From those days I remember best the lunches at the Harp restaurant on O'Connell Bridge, where Donal Foley held court far into the afternoon. At that time I was covering Northern Ireland and making visits to Dublin whenever I could think of an excuse. But I was based in London and it was there that I really came to know Mary, to value her courage, her gaiety and her savage indignation.
She worked for a while in the London office of The Irish Times and we met at press conferences and other functions. It was after she left the paper briefly, in the early 1970s, to strike out on her own, that we became friends.
What brought us together was that we were both pregnant. I was expecting my second child and was in some trouble with the pregnancy. Mary, who was back working as a nurse in London, was a completely supportive and cheering presence in my life.
She had problems of her own, for she was unmarried at a time when words like "illegitimacy" were still part of the national vocabulary back home in Ireland. We spent a lot of time together. It wasn't always plain sailing. Mary could be, well, combative. I suppose there were two of us in it. There were escapades. A policeman arrived on the doorstep of my house early one morning and asked what I could tell him about a young Irish woman who had been causing "a fracas" in the Kings Road and claimed to be a friend of mine.
There were also many days and evenings of laughter and craic. She had read more widely than anybody I've known before or since, from American detective stories through Jean Rhys and Virginia Woolf to the classics. I begged her to go on the BBC's Mastermind programme to answer questions about Agatha Christie, thinking it would be a delicious irony if she became Brain of Britain. Another of her special subjects was Napoleon and weeks before she died she said that one of her few regrets was that she had never got to the island of St Helena where he died.
Mary was an instinctive feminist, mistrustful of institutional political structures, but firmly on the side of the underprivileged. She could be scathing about men's physical and mental inadequacies (often to their faces, which sometimes caused problems) but she was also sympathetic, for example to our colleague, John Waters's, argument that men also suffer discrimination.
Her column About Women was marvellously readable but also exercised an important political influence. Will anybody who read it forget her article about the Labour Party's treatment of Bernie Malone at a time when it was trying to get Orla Guerin elected to the European Parliament? It added to the piquancy, of course, that Dick Spring came from Kerry and that his father and Mary's had been good friends.

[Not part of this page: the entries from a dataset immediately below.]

PR #38705, opened 2025-07-03
HOTFIX Fix pickup effects occurring with verb creation

### LINKED ISSUE #38248: MultiHandedItems will show popups from hovering in context menus
## Description

If you have no free hands and hover over a MultiHandedItem, you'll get a popup saying you need a free hand to pickup the item... except you didn't try to pick it up.

**Reproduction**

1. Spawn multi-handed item (e.g., salvage scrap)
2. Hold soda in _non-active hand_
3. Right click and mouse over the item
4. See popup saying you can't pick it up

**Screenshots**

Image

**Additional context**

This is happening because the MultiHandedItemSystem is throwing up this popup in response to GettingPickedUpAttemptEvent, which it shouldn't do—it should just silently cancel the event as applicable. The issue is I'm not seeing a good place for where this popup /should/ be thrown. My best guess is that the GettingPickedUpAttempt event should have a reason field that that gets put into, which then I guess gets displayed in `CanPickupToHand` if it gets passed a new `silent = false` argument? This feels a little messy though, and I'd like to hear if that's the way to go before I try PRing something.

perryprog:
## About the PR

1. Fixes multi handed items having a popup saying you can't pick them up when you hover over their entry in the item context list thing.
2. Fixes lubed items yeeting themselves away when you do the same.

## Why / Balance

Fixes #38248 and probably some other issues to be honest (see below).

## Technical details

Add an event that's between PickupAttempt and the actual pickup where you're put into a container. This kinda makes me wish we called "attempt" events "can" events since I think it's more clear that the former could have side effects (and would be called after the "can" event) while the latter wouldn't have side effects and is fully deterministic, but oh well.

## Requirements

## Breaking changes
`CanPickupToHand` and `CanPickupAnyHand` in `SharedHandsSystem` have a new `showPopup` parameter.

**Changelog**
:cl:
- fix: Fixed lubed items being thrown when looking at the pickup verb.
- fix: Fixed multihanded items showing a popup when looking at the pickup verb.
- fix: Fixed a bug with lubed handcuffs.

### DIFF
--- a/Content.Server/Lube/LubedSystem.cs
+++ b/Content.Server/Lube/LubedSystem.cs
@@ -23,7 +23,7 @@ public sealed class LubedSystem : EntitySystem
         base.Initialize();
 
         SubscribeLocalEvent<LubedComponent, ComponentInit>(OnInit);
-        SubscribeLocalEvent<LubedComponent, BeforeGettingEquippedHandEvent>(OnHandPickUp, after: [typeof(MultiHandedItemSystem)]);
+        SubscribeLocalEvent<LubedComponent, BeforeGettingEquippedHandEvent>(OnHandPickUp);
         SubscribeLocalEvent<LubedComponent, RefreshNameModifiersEvent>(OnRefreshNameModifiers);
     }
 


Content.Shared/ActionBlocker/ActionBlockerSystem.cs
```diff
@@ -167,16 +167,30 @@ public bool CanDrop(EntityUid uid)
...
+        /// If the item cannot be picked up, a localized string describing why, suitable for display.
+        /// </param>
+        /// <param name="physicalAttempt">
+        /// Whether or not this is from a physical interaction, and therefore may lead to side effects occuring. (Such
+        /// as items slipping out of hands.)
+        /// </param>
+        public bool CanPickup(EntityUid user, EntityUid item, out string? reason, bool physicalAttempt = false)
         {
-            var userEv = new PickupAttemptEvent(user, item);
+            var userEv = new PickupAttemptEvent(user, item, physicalAttempt);
```
perryprog: Huh this should just be a separate event; past me is so silly. Just noting this so I don't forget to fix later.

Princess-Cheeseballs: Perry forgor

perryprog: FRICK

slarticodefast:
I pushed some review changes.
- I reverted MultihandedItemSystem back to the attempt event, because that should be cancelled if you cannot pick the item up. Otherwise the action blocker will be wrong. To handle the popup when trying to pickup, but not when looking at a verb I added a new parameter.
- Added an equivalent `BeforeEquippingHandEvent` raised on the user for future use.
- Removed raising the pickup event when only switching hands.
- Added some code comments.

Looks good to me now, thanks for the bugfix!

VasilisThePikachu (approved):

perryprog:
Lol, what happened that made this become a hotfix?

Princess-Cheeseballs:
> Lol, what happened that made this become a hotfix?

war...

Errant-4:
> Lol, what happened that made this become a hotfix?

Nothing new happened, but if I simply merged it into master, it would not have been included in the upcoming release

PR #320, opened 2023-05-22
Include /gotmpl in .github/dependabot.yml

CharlieTLe:
This will configure dependabot to update the dependencies for the gotmpl module. It seems like it's already being updated since https://github.com/open-telemetry/opentelemetry-go-build-tools/pull/319 updated it recently. Though, I'm explicitly adding it here to ensure that it gets updated.

cc: @pellared

### DIFF
--- a/.chloggen/dbotconf-gen-gotmpl.yaml
+++ b/.chloggen/dbotconf-gen-gotmpl.yaml
@@ -1,0 +1,16 @@
+# One of 'breaking', 'deprecation', 'new_component', 'enhancement', 'bug_fix'
+change_type: enhancement
+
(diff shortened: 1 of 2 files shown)


MrAlias (approved):

pellared (approved):
@CharlieTLe Nice catch. It looks like there is a bug in `dbconf verify`. The `ci` GitHub workflow should fail here: https://github.com/open-telemetry/opentelemetry-go-build-tools/blob/6fd2bd763e919eb562f800dd9df3d63d6a5dd035/.github/workflows/ci.yml#L41
as `make dependabot-check` should fail.

pellared:
Superseded by https://github.com/open-telemetry/opentelemetry-go-build-tools/pull/323

PR #326, opened 2023-06-02
Offer to use class and type instead of component

atoulme:
This allows to use the `component` field in changelog, or to use the `class` and `type` fields. This optional use will allow us down the road to formalize changelog per component.

## Related issue ##
https://github.com/open-telemetry/opentelemetry-collector-contrib/issues/23249


chloggen/internal/chlog/entry.go
```diff
@@ -82,7 +120,11 @@ func (e Entry) String() string {
 	issueStr := strings.Join(issueStrs, ", ")
 
 	var sb strings.Builder
-	sb.WriteString(fmt.Sprintf("- `%s`: %s (%s)", e.Component, e.Note, issueStr))
+	component := e.Component
```
pellared, line 123: I would rather rename it to something like `prefix`

chloggen/internal/chlog/entry.go
```diff
@@ -47,6 +55,15 @@ var changeTypes = []string{
...
 }
 
+var classTypes = []string{
+	Receiver,
+	Exporter,
+	Processor,
+	Connector,
+	Extension,
+	Cmd,
+}
```
pellared, line 65: This is tightly coupled to Collector. Should it not be configurable?

pellared (commented):
> This optional use will allow us down the road to formalize changelog per component.

It there any issue which describes/discusses the plan/design?

chloggen/internal/chlog/entry.go
atoulme: This is indeed tied to the collector, all other uses can keep using the component field just like today.

chloggen/internal/chlog/entry.go
atoulme: Not quite sure I follow, this is not used as a prefix, it's still used as the component name if provided.

atoulme:
@pellared I have filed https://github.com/open-telemetry/opentelemetry-collector-contrib/issues/23249 to document the plan.

atoulme:
Closing ; will open a new PR with the new approach based on package.

PR #360, opened 2023-07-10
[chloggen] Add new change_type value for library API changes

mx-psi:
Updates open-telemetry/opentelemetry-collector-contrib/issues/24014.

This adds a new `library_api_change` type that would apply to Go API only changes in the OpenTelemetry Collector contrib repository (e.g. those related to open-telemetry/opentelemetry-collector-contrib/issues/17273).

### DIFF
--- a/chloggen/internal/chlog/entry.go
+++ b/chloggen/internal/chlog/entry.go
@@ -24,11 +24,12 @@ import (
 )
 
 const (
-	Breaking     = "breaking"
-	Deprecation  = "deprecation"
-	NewComponent = "new_component"
-	Enhancement  = "enhancement"
-	BugFix       = "bug_fix"
+	Breaking         = "breaking"
+	Deprecation      = "deprecation"
+	NewComponent     = "new_component"
+	Enhancement      = "enhancement"
+	BugFix           = "bug_fix"
+	LibraryAPIChange = "library_api_change"
 )
 
 type Entry struct {
--- a/.chloggen/mx-psi_library-api-change.yaml
+++ b/.chloggen/mx-psi_library-api-change.yaml
@@ -8,7 +8,7 @@ component: chloggen
 note: Add new 'library_api_change' change_type value.
 
 # One or more tracking issues related to the change
-issues: []
+issues: [360]
 
 # (Optional) One or more lines of additional information to render under the primary note.
 # These lines will be padded with 2 spaces and then inserted directly into the document.
--- a/.chloggen/mx-psi_library-api-change.yaml
+++ b/.chloggen/mx-psi_library-api-change.yaml
@@ -1,0 +1,16 @@
+# One of 'breaking', 'deprecation', 'new_component', 'enhancement', 'bug_fix'
+change_type: enhancement
+
+# The name of the component, or a single word describing the area of concern, (e.g. crosslink)
+component: chloggen
+
+# A brief description of the change.  Surround your text with quotes ("") if it needs to start with a backtick (`).
+note: Add new 'library_api_change' change_type value.
+
+# One or more tracking issues related to the change
+issues: []
+
+# (Optional) One or more lines of additional information to render under the primary note.
+# These lines will be padded with 2 spaces and then inserted directly into the document.
+# Use pipe (|) for multiline entries.
+subtext: This is a value specific to the OpenTelemetry Collector Contrib repository to indicate API only changes
--- a/chloggen/internal/chlog/summary.go
+++ b/chloggen/internal/chlog/summary.go
@@ -32,6 +32,7 @@ type summary struct {
 	NewComponents   []string
 	Enhancements    []string
 	BugFixes        []string
+	LibraryChanges  []string
 }
 
 func GenerateSummary(version string, entries []*Entry) (string, error) {
@@ -51,6 +52,8 @@ func GenerateSummary(version string, entries []*Entry) (string, error) {
 			s.Enhancements = append(s.Enhancements, entry.String())
 		case BugFix:
 			s.BugFixes = append(s.BugFixes, entry.String())
+		case LibraryAPIChange:
+			s.LibraryChanges = append(s.LibraryChanges, entry.String())
 		}
 	}
 
@@ -59,6 +62,7 @@ func GenerateSummary(version string, entries []*Entry) (string, error) {
 	s.NewComponents = sort.StringSlice(s.NewComponents)
 	s.Enhancements = sort.StringSlice(s.Enhancements)
 	s.BugFixes = sort.StringSlice(s.BugFixes)
+	s.LibraryChanges = sort.StringSlice(s.LibraryChanges)
 
 	return s.String()
 }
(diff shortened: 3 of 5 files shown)


chloggen/internal/chlog/entry.go
```diff
@@ -24,11 +24,12 @@ import (
...
-	Deprecation  = "deprecation"
-	NewComponent = "new_component"
-	Enhancement  = "enhancement"
-	BugFix       = "bug_fix"
+	Breaking         = "breaking"
+	Deprecation      = "deprecation"
+	NewComponent     = "new_component"
+	Enhancement      = "enhancement"
+	BugFix           = "bug_fix"
+	LibraryAPIChange = "library_api_change"
```
dmitryax, line 32: As I mentioned in https://github.com/open-telemetry/opentelemetry-collector-contrib/issues/24014, this new type can be confusing for the go instrumentation library. All the changes are library changes. If "properly" follow this new type, we combine all of them under one section.

Even for the collector, we need to have a way to differentiate different types of "Go API only" changes. We have a lot of them in core.

Can we maybe have another orthogonal input like a boolean `library_change`? That can be used to generate two sections for library and user-facing changes, each section will have all the types if applicable, like:

```
## 1.0 User-facing changes

### 🛑 Breaking changes 🛑
foo
bar

### 🚩 Deprecations 🚩
foo
bar

### 🚀 New components 🚀
new component

### 🧰 Bug fixes 🧰
foo
bar
foobar


## 1.0 Library changes

### 🛑 Breaking changes 🛑
foo
bar

### 🚩 Deprecations 🚩
foo
bar

### 🚀 New components 🚀
new component

### 🧰 Bug fixes 🧰
foo
bar
foobar
```

djaglowski: > Can we maybe have another orthogonal input like a boolean library_change? 

I agree this is an orthogonal concern, but library api changes are not mutually exclusive with user-facing changes. For example, when adding an option to a configuration we must make an API change as well. So while I agree at a high level, I propose we should have an orthogonal input that supports the three cases of user-only, api-only, or both.

Additionally, in the interest of keeping this tool somewhat generic, I suggest that the input be a slice where the possible values are enumerated (possibly as part of the configuration of the tool). e.g. 

```yaml
# only relevant to users
audience: [ user ]

# only relevant to api users
audience: [ api ]

# relevant to both
audience: [ user, api ] # make it optional and use this as the default?
```

mx-psi: > this new type can be confusing for the go instrumentation library

This is not meant to be used for the Go instrumentation library, or even for the Collector core I'd say, only for Collector contrib. I think any change we make, including `audience` is going to have that problem: what is the distinction between `user` and `api` on opentelemetry-go?

> Even for the collector, we need to have a way to differentiate different types of "Go API only" changes. We have a lot of them in core.

Issue https://github.com/open-telemetry/opentelemetry-collector-contrib/issues/24014 was meant to be about contrib only. If you want to include core, I feel like the discussion is very different.

> I agree this is an orthogonal concern, but library api changes are not mutually exclusive with user-facing changes. For example, when adding an option to a configuration we must make an API change as well. So while I agree at a high level, I propose we should have an orthogonal input that supports the three cases of user-only, api-only, or both.

What kind of changes would be user-only? AIUI, any user-facing change is also a library change, since it changes the behavior of at least one symbol.

> And I can imagine even more options. E.g., if we change mdatagen to generate new internal code, users and api are not affected but users of mdatagen command outside of the repo might need to change a lot in their codebase to adapt to the new generated code. Maybe that can be another option like tooling. In that case, audience probably is not the best word, maybe affects?

Isn't that just a change to the `mdatagen` component? Why would it need to be different?

----

General comment: while I am okay with the changes proposed above, I think they are very different from what I had in mind with Option B on open-telemetry/opentelemetry-collector-contrib/issues/24014 and I would prefer if either of you opens a PR with a concrete proposal in that line and we can close this one if your PR ends up being the accepted solution.

djaglowski: > What kind of changes would be user-only? AIUI, any user-facing change is also a library change, since it changes the behavior of at least one symbol.

Bug fixes often involve no changes to anything exported by the library. Performance enhancements can be made with no api changes.

djaglowski: > they are very different from what I had in mind with Option B

Is it just a different implementation than you had in mind? Option B was "Have a separate changelog section for Go API only changes", which I think is the goal of either approach.

dmitryax: > What kind of changes would be user-only? AIUI, any user-facing change is also a library change, since it changes the behavior of at least one symbol.

Another kind of breaking change for the users is a change to emitted data. It doesn't change the go API in any way.

> Isn't that just a change to the mdatagen component? Why would it need to be different?

I mean, a change can be breaking for those who use the `mdatagen` tool outside of the repo, but it's not a breaking change for Collector end users or Go API.

mx-psi: > Bug fixes often involve no changes to anything exported by the library. Performance enhancements can be made with no api changes. I agree deprecations cannot be only user facing though.

Right, they are a *library change* but not a *library API change*. I was thinking about library changes in general, where I'd say any user-facing change is also a change of this kind, but I agree that the API itself (what symbols exist and what their names and types/signatures are) does not change in those cases.

> Is it just a different implementation than you had in mind? Option B was "Have a separate changelog section for Go API only changes", which I think is the goal of either approach.

I see https://github.com/open-telemetry/opentelemetry-go-build-tools/pull/360#discussion_r1258613553 as Option A, these are two separate changelogs, even if on the same file. Sorry, I feel like the original issue was not clear enough as to what each option entailed.

djaglowski: > Right, they are a _library change_ but not a _library API change_. I was thinking about library changes in general, where I'd say any user-facing change is also a change of this kind, but I agree that the API itself (what symbols exist and what their names and types/signatures are) does not change in those cases.

What's the case for documenting _library changes_ that are not _library API changes_? In my mind, a _library change_ that is not a _library API change_ is unremarkable except in the way that it impacts users.

djaglowski: > I see https://github.com/open-telemetry/opentelemetry-go-build-tools/pull/360#discussion_r1258613553 as Option A, these are two separate changelogs, even if on the same file. Sorry, I feel like the original issue was not clear enough as to what each option entailed.

I see what you are saying. I didn't appreciate the difference between Options A and B, except the one file vs two aspect. It seems I am suggesting Option A, though I think having a single file is better.

mx-psi: > What's the case for documenting library changes that are not library API changes? In my mind, a library change that is not a library API change is unremarkable except in the way that it impacts users.

I don't think these are important for opentelemetry-collector-contrib, but I guess I was thinking about other users of the tool (opentelemetry-go) where we do care about library changes. But I guess if we are making something specific to contrib this is not important.

> I see what you are saying. I didn't appreciate the difference between Options A and B, except the one file vs two aspect. It seems I am suggesting Option A is necessary, though I think having a single file is better.

Should we go back to the original issue to decide? I am not sure how to move this forward

mx-psi:
Sounds like the majority opinion on https://github.com/open-telemetry/opentelemetry-collector-contrib/issues/24014 moved towards Option A, so I am closing this and we can continue over at #364

PR #363, opened 2023-07-12
Add the --ignore flag to dbotconf

### LINKED ISSUE #362: Add ignore flag to dbotconf
The https://github.com/open-telemetry/opentelemetry-go-instrumentation repository would like to use `dbotconf`, but there is a `LICENSE` directory that needs to be ignored: https://github.com/open-telemetry/opentelemetry-go-instrumentation/pull/104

As ever, I return to our children. She wrote a piece about Daisy's 21st birthday which chronicled with tenderness and humour the often difficult experience of bringing up a child on her own in Ireland. It combined Padraig Pearse's "Lord, Thou art hard on Mothers", with Sonny and Cher's "I Got You Babe". Daisy was her lasting pride and joy. But my god-daughter has been fortunate too, not only in her mother, but in her grandmother in Ballybunion and Mary's brothers and sisters and their love for her.
When I think of Mary and myself now, it is always with our children in tow: in a grotty park in north London feeding the rabbits and the deer, trying to convince our sceptical offspring that this was, indeed, a real zoo.
PS: I am deeply aware that this is a crucial week in the peace process, the most important in many months. Some Irish Times readers may feel that I should have used this space to write about it, in which case I ask for your indulgence. We will return to sequencing in the North. But the point of the peace process is to help us all to build relationships that are rooted in trust and respect for each other. And who can replace for us the friends of our youth and golden days we spent in their company?